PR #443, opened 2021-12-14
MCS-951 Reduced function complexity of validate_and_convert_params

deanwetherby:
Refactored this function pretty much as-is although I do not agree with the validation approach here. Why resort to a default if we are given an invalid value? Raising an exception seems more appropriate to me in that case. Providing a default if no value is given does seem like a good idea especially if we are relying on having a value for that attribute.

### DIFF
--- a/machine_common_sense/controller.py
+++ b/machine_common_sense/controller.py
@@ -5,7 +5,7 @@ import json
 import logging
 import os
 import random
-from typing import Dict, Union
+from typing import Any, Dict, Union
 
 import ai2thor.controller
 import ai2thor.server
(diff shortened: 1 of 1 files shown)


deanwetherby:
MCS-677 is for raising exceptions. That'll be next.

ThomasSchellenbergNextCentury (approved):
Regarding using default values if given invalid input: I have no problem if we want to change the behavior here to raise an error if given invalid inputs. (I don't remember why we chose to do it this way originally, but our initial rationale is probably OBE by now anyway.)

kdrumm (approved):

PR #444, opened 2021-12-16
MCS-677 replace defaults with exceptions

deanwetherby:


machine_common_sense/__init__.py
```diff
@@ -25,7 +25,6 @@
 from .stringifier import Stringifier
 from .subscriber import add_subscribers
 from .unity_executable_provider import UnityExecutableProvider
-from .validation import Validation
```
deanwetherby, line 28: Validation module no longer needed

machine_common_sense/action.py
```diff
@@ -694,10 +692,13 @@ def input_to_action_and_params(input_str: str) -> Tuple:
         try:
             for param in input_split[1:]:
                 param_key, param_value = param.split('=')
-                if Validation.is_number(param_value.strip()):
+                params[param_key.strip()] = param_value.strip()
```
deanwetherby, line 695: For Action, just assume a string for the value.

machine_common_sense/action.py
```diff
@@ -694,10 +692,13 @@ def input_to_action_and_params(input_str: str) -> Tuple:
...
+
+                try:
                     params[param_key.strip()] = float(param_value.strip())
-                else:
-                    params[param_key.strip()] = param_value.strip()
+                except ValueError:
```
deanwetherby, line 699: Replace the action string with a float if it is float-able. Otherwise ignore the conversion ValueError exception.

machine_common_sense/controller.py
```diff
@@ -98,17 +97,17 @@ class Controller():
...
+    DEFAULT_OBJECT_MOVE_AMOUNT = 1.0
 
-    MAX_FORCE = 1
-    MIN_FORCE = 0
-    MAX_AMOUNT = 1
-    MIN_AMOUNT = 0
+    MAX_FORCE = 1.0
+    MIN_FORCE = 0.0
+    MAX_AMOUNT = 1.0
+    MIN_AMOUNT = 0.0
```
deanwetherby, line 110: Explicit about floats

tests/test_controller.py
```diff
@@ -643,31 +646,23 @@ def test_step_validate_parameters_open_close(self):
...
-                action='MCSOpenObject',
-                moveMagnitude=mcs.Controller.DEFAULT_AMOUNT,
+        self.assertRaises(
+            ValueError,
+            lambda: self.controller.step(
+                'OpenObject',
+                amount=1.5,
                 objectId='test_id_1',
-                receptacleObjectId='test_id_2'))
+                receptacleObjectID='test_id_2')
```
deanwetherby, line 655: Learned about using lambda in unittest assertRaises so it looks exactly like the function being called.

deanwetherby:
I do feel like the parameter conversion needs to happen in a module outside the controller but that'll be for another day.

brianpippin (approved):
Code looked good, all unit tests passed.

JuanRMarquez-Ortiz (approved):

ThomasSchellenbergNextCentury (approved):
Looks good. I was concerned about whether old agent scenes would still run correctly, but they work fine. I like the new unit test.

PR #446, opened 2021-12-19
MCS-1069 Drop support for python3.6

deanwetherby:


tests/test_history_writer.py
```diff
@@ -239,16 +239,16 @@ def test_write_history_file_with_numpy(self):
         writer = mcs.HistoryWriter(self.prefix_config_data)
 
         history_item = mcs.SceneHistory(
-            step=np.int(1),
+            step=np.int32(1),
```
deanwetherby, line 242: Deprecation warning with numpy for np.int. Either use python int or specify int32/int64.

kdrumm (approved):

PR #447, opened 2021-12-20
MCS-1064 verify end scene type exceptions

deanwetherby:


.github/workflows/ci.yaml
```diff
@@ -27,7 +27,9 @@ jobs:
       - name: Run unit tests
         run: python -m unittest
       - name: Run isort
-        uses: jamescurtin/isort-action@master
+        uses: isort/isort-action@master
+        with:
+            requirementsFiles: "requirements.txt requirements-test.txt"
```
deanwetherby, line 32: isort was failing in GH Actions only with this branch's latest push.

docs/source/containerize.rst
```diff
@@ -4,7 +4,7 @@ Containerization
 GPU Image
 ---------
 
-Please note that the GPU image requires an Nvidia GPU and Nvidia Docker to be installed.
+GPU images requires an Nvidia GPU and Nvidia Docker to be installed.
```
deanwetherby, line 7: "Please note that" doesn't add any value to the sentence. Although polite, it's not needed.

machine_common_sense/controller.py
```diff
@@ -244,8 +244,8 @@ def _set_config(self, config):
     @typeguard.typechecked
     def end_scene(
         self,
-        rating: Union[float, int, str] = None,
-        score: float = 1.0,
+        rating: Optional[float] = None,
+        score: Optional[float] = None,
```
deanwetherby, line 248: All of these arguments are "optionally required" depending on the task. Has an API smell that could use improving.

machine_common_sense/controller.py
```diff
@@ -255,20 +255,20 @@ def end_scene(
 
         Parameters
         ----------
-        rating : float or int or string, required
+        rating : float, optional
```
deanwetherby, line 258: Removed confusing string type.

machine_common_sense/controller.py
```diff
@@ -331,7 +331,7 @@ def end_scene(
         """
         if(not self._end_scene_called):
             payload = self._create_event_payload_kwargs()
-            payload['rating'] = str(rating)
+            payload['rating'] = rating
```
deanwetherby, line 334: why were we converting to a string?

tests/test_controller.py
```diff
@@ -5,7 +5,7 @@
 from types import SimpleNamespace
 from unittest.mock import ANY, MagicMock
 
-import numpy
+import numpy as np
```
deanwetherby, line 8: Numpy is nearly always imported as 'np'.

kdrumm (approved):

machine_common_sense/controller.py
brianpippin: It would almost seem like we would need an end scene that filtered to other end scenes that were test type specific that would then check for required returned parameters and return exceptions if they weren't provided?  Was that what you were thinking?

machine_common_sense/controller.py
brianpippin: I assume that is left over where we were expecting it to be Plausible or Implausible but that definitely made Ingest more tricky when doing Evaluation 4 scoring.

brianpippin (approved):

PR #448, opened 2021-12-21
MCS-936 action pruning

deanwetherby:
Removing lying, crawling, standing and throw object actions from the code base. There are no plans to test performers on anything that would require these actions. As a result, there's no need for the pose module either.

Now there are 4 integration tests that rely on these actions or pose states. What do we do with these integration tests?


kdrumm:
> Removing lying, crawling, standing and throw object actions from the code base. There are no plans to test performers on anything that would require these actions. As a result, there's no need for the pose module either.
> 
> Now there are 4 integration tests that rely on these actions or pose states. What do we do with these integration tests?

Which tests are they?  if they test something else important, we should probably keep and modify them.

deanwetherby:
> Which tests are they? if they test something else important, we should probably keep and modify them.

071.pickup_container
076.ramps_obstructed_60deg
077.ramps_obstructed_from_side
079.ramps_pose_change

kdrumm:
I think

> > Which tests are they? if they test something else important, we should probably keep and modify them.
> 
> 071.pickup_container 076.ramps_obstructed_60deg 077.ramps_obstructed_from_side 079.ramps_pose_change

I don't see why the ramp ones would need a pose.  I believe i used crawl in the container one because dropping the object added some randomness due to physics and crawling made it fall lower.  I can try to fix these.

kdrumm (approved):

* * * * * * * * *

## WORK TO BE COMPLETED
Every record should be given again exactly.

## ANSWER TO THE PROBLEM
PR #443, opened 2021-12-14
MCS-951 Reduced function complexity of validate_and_convert_params

deanwetherby:
Refactored this function pretty much as-is although I do not agree with the validation approach here. Why resort to a default if we are given an invalid value? Raising an exception seems more appropriate to me in that case. Providing a default if no value is given does seem like a good idea especially if we are relying on having a value for that attribute.

### DIFF
--- a/machine_common_sense/controller.py
+++ b/machine_common_sense/controller.py
@@ -5,7 +5,7 @@ import json
 import logging
 import os
 import random
-from typing import Dict, Union
+from typing import Any, Dict, Union
 
 import ai2thor.controller
 import ai2thor.server
(diff shortened: 1 of 1 files shown)


deanwetherby:
MCS-677 is for raising exceptions. That'll be next.

ThomasSchellenbergNextCentury (approved):
Regarding using default values if given invalid input: I have no problem if we want to change the behavior here to raise an error if given invalid inputs. (I don't remember why we chose to do it this way originally, but our initial rationale is probably OBE by now anyway.)

kdrumm (approved):

PR #444, opened 2021-12-16
MCS-677 replace defaults with exceptions

deanwetherby:


machine_common_sense/__init__.py
```diff
@@ -25,7 +25,6 @@
 from .stringifier import Stringifier
 from .subscriber import add_subscribers
 from .unity_executable_provider import UnityExecutableProvider
-from .validation import Validation
```
deanwetherby, line 28: Validation module no longer needed

machine_common_sense/action.py
```diff
@@ -694,10 +692,13 @@ def input_to_action_and_params(input_str: str) -> Tuple:
         try:
             for param in input_split[1:]:
                 param_key, param_value = param.split('=')
-                if Validation.is_number(param_value.strip()):
+                params[param_key.strip()] = param_value.strip()
```
deanwetherby, line 695: For Action, just assume a string for the value.

machine_common_sense/action.py
```diff
@@ -694,10 +692,13 @@ def input_to_action_and_params(input_str: str) -> Tuple:
...
+
+                try:
                     params[param_key.strip()] = float(param_value.strip())
-                else:
-                    params[param_key.strip()] = param_value.strip()
+                except ValueError:
```
deanwetherby, line 699: Replace the action string with a float if it is float-able. Otherwise ignore the conversion ValueError exception.

machine_common_sense/controller.py
```diff
@@ -98,17 +97,17 @@ class Controller():
...
+    DEFAULT_OBJECT_MOVE_AMOUNT = 1.0
 
-    MAX_FORCE = 1
-    MIN_FORCE = 0
-    MAX_AMOUNT = 1
-    MIN_AMOUNT = 0
+    MAX_FORCE = 1.0
+    MIN_FORCE = 0.0
+    MAX_AMOUNT = 1.0
+    MIN_AMOUNT = 0.0
```
deanwetherby, line 110: Explicit about floats

tests/test_controller.py
```diff
@@ -643,31 +646,23 @@ def test_step_validate_parameters_open_close(self):
...
-                action='MCSOpenObject',
-                moveMagnitude=mcs.Controller.DEFAULT_AMOUNT,
+        self.assertRaises(
+            ValueError,
+            lambda: self.controller.step(
+                'OpenObject',
+                amount=1.5,
                 objectId='test_id_1',
-                receptacleObjectId='test_id_2'))
+                receptacleObjectID='test_id_2')
```
deanwetherby, line 655: Learned about using lambda in unittest assertRaises so it looks exactly like the function being called.

deanwetherby:
I do feel like the parameter conversion needs to happen in a module outside the controller but that'll be for another day.

brianpippin (approved):
Code looked good, all unit tests passed.

JuanRMarquez-Ortiz (approved):

ThomasSchellenbergNextCentury (approved):
Looks good. I was concerned about whether old agent scenes would still run correctly, but they work fine. I like the new unit test.

PR #446, opened 2021-12-19
MCS-1069 Drop support for python3.6

deanwetherby:


tests/test_history_writer.py
```diff
@@ -239,16 +239,16 @@ def test_write_history_file_with_numpy(self):
         writer = mcs.HistoryWriter(self.prefix_config_data)
 
         history_item = mcs.SceneHistory(
-            step=np.int(1),
+            step=np.int32(1),
```
deanwetherby, line 242: Deprecation warning with numpy for np.int. Either use python int or specify int32/int64.

kdrumm (approved):

PR #447, opened 2021-12-20
MCS-1064 verify end scene type exceptions

deanwetherby:


.github/workflows/ci.yaml
```diff
@@ -27,7 +27,9 @@ jobs:
       - name: Run unit tests
         run: python -m unittest
       - name: Run isort
-        uses: jamescurtin/isort-action@master
+        uses: isort/isort-action@master
+        with:
+            requirementsFiles: "requirements.txt requirements-test.txt"
```
deanwetherby, line 32: isort was failing in GH Actions only with this branch's latest push.

docs/source/containerize.rst
```diff
@@ -4,7 +4,7 @@ Containerization
 GPU Image
 ---------
 
-Please note that the GPU image requires an Nvidia GPU and Nvidia Docker to be installed.
+GPU images requires an Nvidia GPU and Nvidia Docker to be installed.
```
deanwetherby, line 7: "Please note that" doesn't add any value to the sentence. Although polite, it's not needed.

machine_common_sense/controller.py
```diff
@@ -244,8 +244,8 @@ def _set_config(self, config):
     @typeguard.typechecked
     def end_scene(
         self,
-        rating: Union[float, int, str] = None,
-        score: float = 1.0,
+        rating: Optional[float] = None,
+        score: Optional[float] = None,
```
deanwetherby, line 248: All of these arguments are "optionally required" depending on the task. Has an API smell that could use improving.

machine_common_sense/controller.py
```diff
@@ -255,20 +255,20 @@ def end_scene(
 
         Parameters
         ----------
-        rating : float or int or string, required
+        rating : float, optional
```
deanwetherby, line 258: Removed confusing string type.

machine_common_sense/controller.py
```diff
@@ -331,7 +331,7 @@ def end_scene(
         """
         if(not self._end_scene_called):
             payload = self._create_event_payload_kwargs()
-            payload['rating'] = str(rating)
+            payload['rating'] = rating
```
deanwetherby, line 334: why were we converting to a string?

tests/test_controller.py
```diff
@@ -5,7 +5,7 @@
 from types import SimpleNamespace
 from unittest.mock import ANY, MagicMock
 
-import numpy
+import numpy as np
```
deanwetherby, line 8: Numpy is nearly always imported as 'np'.

kdrumm (approved):

machine_common_sense/controller.py
brianpippin: It would almost seem like we would need an end scene that filtered to other end scenes that were test type specific that would then check for required returned parameters and return exceptions if they weren't provided?  Was that what you were thinking?

machine_common_sense/controller.py
brianpippin: I assume that is left over where we were expecting it to be Plausible or Implausible but that definitely made Ingest more tricky when doing Evaluation 4 scoring.

brianpippin (approved):

PR #448, opened 2021-12-21
MCS-936 action pruning

deanwetherby:
Removing lying, crawling, standing and throw object actions from the code base. There are no plans to test performers on anything that would require these actions. As a result, there's no need for the pose module either.

Now there are 4 integration tests that rely on these actions or pose states. What do we do with these integration tests?


kdrumm:
> Removing lying, crawling, standing and throw object actions from the code base. There are no plans to test performers on anything that would require these actions. As a result, there's no need for the pose module either.
> 
> Now there are 4 integration tests that rely on these actions or pose states. What do we do with these integration tests?

Which tests are they?  if they test something else important, we should probably keep and modify them.

deanwetherby:
> Which tests are they? if they test something else important, we should probably keep and modify them.

071.pickup_container
076.ramps_obstructed_60deg
077.ramps_obstructed_from_side
079.ramps_pose_change

kdrumm:
I think

> > Which tests are they? if they test something else important, we should probably keep and modify them.
> 
> 071.pickup_container 076.ramps_obstructed_60deg 077.ramps_obstructed_from_side 079.ramps_pose_change

I don't see why the ramp ones would need a pose.  I believe i used crawl in the container one because dropping the object added some randomness due to physics and crawling made it fall lower.  I can try to fix these.

kdrumm (approved):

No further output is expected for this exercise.